*Exercise aim*: Repeat every entry exactly. Leave nothing out.

*Dataset excerpts*:
PR #185, opened 2021-10-19
THU/refactor_brewery_selectors_in_cypress_tests

csm-thu:
Separate generic data from data specific to brewery in cypress folder


jreynard-code (approved):
LGTM ;)

PR #250, opened 2022-01-20
fix: fix empty field when typing zero in a number input

csm-thu:
It was also impossible to enter values between -1 and 1,
these values were rounded to zero and fell into the same bug.

### DIFF
--- a/src/utils/scenarioParameters/factories/inputComponentsFactories/BasicNumberInputFactory.js
+++ b/src/utils/scenarioParameters/factories/inputComponentsFactories/BasicNumberInputFactory.js
@@ -38,12 +38,17 @@ const create = (t, parameterData, parametersState, setParametersState, editMode)
     });
   }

*Solution to this task*:
PR #185, opened 2021-10-19
THU/refactor_brewery_selectors_in_cypress_tests

csm-thu:
Separate generic data from data specific to brewery in cypress folder


jreynard-code (approved):
LGTM ;)

PR #250, opened 2022-01-20
fix: fix empty field when typing zero in a number input

csm-thu:
It was also impossible to enter values between -1 and 1,
these values were rounded to zero and fell into the same bug.

### DIFF
--- a/src/utils/scenarioParameters/factories/inputComponentsFactories/BasicNumberInputFactory.js
+++ b/src/utils/scenarioParameters/factories/inputComponentsFactories/BasicNumberInputFactory.js
@@ -38,12 +38,17 @@ const create = (t, parameterData, parametersState, setParametersState, editMode)
     });
   }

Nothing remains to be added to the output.